Do different parts of your organization seem to have completely different views and understanding of the data within your organization? There are striking analogs to lunch in a large cafeteria with different food stations. With multiple options at each station, what each person has for lunch will indeed be different. Similarly, it is natural you receive a different answer about what piece of the data pie each part of the organization feels it has chewed off.

The underlying data is indeed being generated, processed, and used in service of common overarching objectives for the organization.
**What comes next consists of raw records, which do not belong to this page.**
PR #788, opened 2022-07-27
Deprecate Tags and Flags

fernflower:
Apply official deprecation process for Tags and Flags
primitives that has been superseeded by Groups.

OAMG-7262

### DIFF
--- a/docs/source/deprecation.md
+++ b/docs/source/deprecation.md
@@ -13,7 +13,11 @@ the leapp standard library, etc. But don't cover deprecated functionalities
 from particular leapp repositories (e.g. the [elt7toel8](https://github.com/oamg/leapp-repository/tree/master/repos/system_upgrade/el7toel8) leapp repository). For
 such information, see [Deprecated functionality in the el7toel8 repository](el7toel8/deprecation.html#deprecated-functionality-in-the-el7toel8-repository).
 
-*Note: No new deprecation present yet.*
+## current upstream development <span style="font-size:0.5em; font-weight:normal">(till the next release + 6months)</span>
+
+- Reporting primitives
+    - **`leapp.reporting.Flags`** - The `Flags` report primitive has been deprecated in favor of the more general `Groups` one.
+    - **`leapp.reporting.Tags`** - The `Tags` report primitive has been deprecated in favor of the more general `Groups` one.
 
 ## What is covered by deprecation process in leapp?
 
--- a/leapp/reporting/__init__.py
+++ b/leapp/reporting/__init__.py
@@ -9,6 +9,7 @@ from leapp.compat import string_types
 from leapp.models import fields, Model, ErrorModel
 from leapp.topics import ReportTopic
 from leapp.libraries.stdlib.api import produce
+from leapp.utils.deprecation import deprecated
 
 
 class Report(Model):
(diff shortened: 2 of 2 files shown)


pirat89 (changes requested):
Document the deprecated entities here:
* https://leapp.readthedocs.io/en/latest/deprecation.html#list-of-deprecated-functionality-in-leapp

Here you can see how the deprecation looks like for leapp-repository:
* https://leapp.readthedocs.io/en/latest/el7toel8/deprecation.html#deprecated-functionality-in-the-el7toel8-repository

pirat89:
@fernflower  also, if I understand the impact right, this change requires update of all actors now as well. Otherwise users will see a lot of deprecation reports each run of leapp

fernflower:
> Document the deprecated entities here:
> 
>     * https://leapp.readthedocs.io/en/latest/deprecation.html#list-of-deprecated-functionality-in-leapp
> 
> 
> Here you can see how the deprecation looks like for leapp-repository:
> 
>     * https://leapp.readthedocs.io/en/latest/el7toel8/deprecation.html#deprecated-functionality-in-the-el7toel8-repository

Should be ok now https://github.com/oamg/leapp/blob/e2505c40e5a91ae6729e3564553fc3046242381d/docs/source/deprecation.md

docs/source/deprecation.md
```diff
@@ -13,7 +13,11 @@ the leapp standard library, etc. But don't cover deprecated functionalities
 from particular leapp repositories (e.g. the [elt7toel8](https://github.com/oamg/leapp-repository/tree/master/repos/system_upgrade/el7toel8) leapp repository). For
 such information, see [Deprecated functionality in the el7toel8 repository](el7toel8/deprecation.html#deprecated-functionality-in-the-el7toel8-repository).
 
-*Note: No new deprecation present yet.*
+## v0.14.0 <span style="font-size:0.5em; font-weight:normal">(till September 2022)</span>
```
pirat89, line 16: @fernflower  deprecation is usually 6m since the next release. this feature has not been deprecated with the release 0.14.0 but it will be deprecated with the next release.  so it's expected something like:

```suggestion
## current upstream development <span style="font-size:0.5em; font-weight:normal">(till the next release + 6months)</span>
```

the doc needs to be updated then with the new release PR

leapp/reporting/__init__.py
```diff
@@ -9,6 +9,7 @@
 from leapp.models import fields, Model, ErrorModel
 from leapp.topics import ReportTopic
 from leapp.libraries.stdlib.api import produce
+from leapp.utils.deprecation import deprecated
```
pirat89, line 12: if we are not going to change actors now, the code change must be skipped. otherwise actors need to be updated first. tbh, i prefer to update the actors. it's not so be deal a believe.

fernflower: I have been down this road (all actor code update with Tags/Flags->Groups transition) with previous POC and unfortunately it is a big deal and it's getting worse with each new actor pr created or merged :(
If we are to do this - I will definitely need help. It's not only about actors, it's also about tests, and it's not only dumb substitution, but refactoring as well.

fernflower: I don't want to rush code update to be honest, I'd rather hack our deprecation procedure a little to allow room for not-raising-a-warning-for-this-specific-model.

pirat89: @fernflower that would mean to update each our actor anyway to suppress the warning - which means we can already update actors directly. creating additional mechanism on top of what exists already does not make sense from my pov and more logically could be to drop the code change raising the warning. The code change seems pretty simple in actors so I would go with that. I am going to open the pr

pirat89: @fernflower I have opened the draft PR with the applied changes, so we could check how much stuff it affects in existing tests to have some data what else will be possibly needed on top of that change. See https://github.com/oamg/leapp-repository/pull/932

In case we find there a lot of problems around, I would drop the change in the code regarding the deprecation directives, so customer will not see bunch of deprecations warnings. In case we find cheap to do the change, I prefer to do it. wdyt about that?

pirat89: P.S. I know that in this case we will have to deal with mass-lint-fix as well. But when we are already in state that change majority of actors is inevitable, I think it's good time to deal with that as well.

pirat89:
@fernflower I rebased & squashed commits. I was missing blob to be able to test qith up-to-date master

pirat89:
With the old leapp-repository build, bunch of deprecation reports are generated, which means the deprecation delivered in this commit works as expected:
```
Risk Factor: medium
Title: Usage of deprecated class "Tags" at /etc/leapp/repos.d/system_upgrade/common/actors/unsupportedupgradecheck/actor.py:35
Summary: The primitive is deprecated as Tags and Flags have been joined into the Groups primitive.Please use Groups for report message typing instead.
Since: 2022-09-01
Location: /etc/leapp/repos.d/system_upgrade/common/actors/unsupportedupgradecheck/actor.py:35
Near:                 reporting.Tags([reporting.Tags.UPGRADE_PROCESS, reporting.Tags.SANITY]),

Key: 3a127f10711839a2fae566e69b05ab61c406f379
```

Jut for the completness, with the current upstream leapp-repository builds, no deprecation warning have been raised, so current changes in leapp-repository are correct as well.

pirat89 (approved):
lgtm and works well (tested manually)

pirat89:
Merging!! @fernflower  congratulation!! Happy to have this one long story around Flags/Tags finally finished after almost 2y :fireworks:  :champagne:

PR #789, opened 2022-07-28
Introduce a Blob model field

fernflower:
As models have to be JSON-serializable and byte
fields apparently don't fit in, let's introduce
a special model field type that could be used in
such situations.

OAMG-4306

### DIFF
--- a/leapp/models/fields/__init__.py
+++ b/leapp/models/fields/__init__.py
@@ -1,3 +1,4 @@
+import base64
 import copy
 import datetime
 import json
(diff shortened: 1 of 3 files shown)


vinzenz:
Well I'd have called it Blob or something, but well really I don't mind that name either.

However please actually extend the serialization tests, for this thanks.

fernflower:
@vinzenz Sure, will do, that's just a POC to see how it goes. Thanks for review!

Rezney (approved):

The organization as a whole carries the risk associated with improper use or loss of data. As leaders accountable for the data and associated risks, would you prefer a full Data Map instead of just one or two flavors that different parts of the organization have focused on?
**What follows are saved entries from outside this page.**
PR #790, opened 2022-08-03
Add a workaround around non-ascii and non-standard FQDNs

matejmatuska:
Add a wrapper around `socket.getfqdn()` which returns `invalid.hostname`
in cases where hostname, or rather FQDN contains non-ascii and
non-standard characters.

This works around the issue that non-ascii characters can't be inserted
into leapp database.

For the standard for hostnames see `hostname(7)`. The current
implementation doesn't check for length of hostname nor it's individual
segments.

Jira ref: OAMG-7102

### DIFF
--- a/leapp/utils/workarounds/fqdn.py
+++ b/leapp/utils/workarounds/fqdn.py
@@ -1,0 +1,18 @@
+import re
+import socket
+
+
+def decorate_getfqdn(fn):
+    def wrap(*args, **kwargs):
+        result = fn(*args, **kwargs)
+        # check whether FQDN conforms to standard, see HOSTNAME(7)
+        pattern = r"^(([a-z0-9]|[a-z0-9][a-z0-9\-]*[a-z0-9])\.)*([a-z0-9]|[a-z0-9][a-z0-9\-]*[a-z0-9])$"
+        if re.match(pattern, result, re.IGNORECASE):
+            return result
+        return 'invalid.hostname'
+
+    return wrap
+
+
+def apply_workaround():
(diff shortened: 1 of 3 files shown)


leapp/utils/workarounds/fqdn.py
```diff
@@ -0,0 +1,18 @@
+import re
+import socket
+
+
+def decorate_getfqdn(fn):
+    def wrap(*args, **kwargs):
+        result = fn(*args, **kwargs)
```
vinzenz, line 7: I think we should be careful here about the string type. In the case of the reported problem there were unicode characters in the hostname, so in that case `socket.getfqdn` might not return an instance of `str` but an instance of `unicode` @ python 2.7 - In that case there might be a problem with this code.

Also if something like this happens on python 3 it actually might instead return bytes, we need to validate that I guess.

WDYT?

vinzenz (changes requested):
We should ensure

 1. that we always get a `str` if we handle it that way with the regex. 
 2. This is quite testable, so please add some test(s) for it.

leapp/utils/workarounds/fqdn.py
matejmatuska: I just tested this and in both cases `str` was returned.

matejmatuska: Added some tests

vinzenz:
Looks good now, please rebase and squash all the commits into one. Then we can merge it.

pirat89 (approved):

As Wendy Riggs had mentioned, teams often concurrently develop partial views of the overall data footprint based on just their perspective. Efforts to address privacy-related impacts focus on just personal information (PI) and how it is collected, processed, used, and shared. A security-oriented effort might result in a detailed map of the security controls in place for each system. Analytics and BI teams might focus on how key insights can be obtained from data without other considerations. Similarly, a more traditional IG approach might tend to focus on retention and disposition. Legal hold might be an aspect that would be well understood by just the legal teams within the organization.

This brings us back to which flavor of the Data Map are you interested in?

Ideally, all these different views should be combined to get a better and fuller picture. Unfortunately, when done in a piecemeal fashion, the sum of parts does not equal the whole. This is because of the fundamental differences in the approaches used by different parts of the organization to develop these partial Data Maps. While the partial Data Maps have some overlap they also differ around key definitions and metrics. These cannot be combined to get a holistic view of data, data flows, and risks Independent and often competing for efforts that result in partial products are clearly inefficient. More importantly, the organization can misunderstand the risk profile around data based on these efforts.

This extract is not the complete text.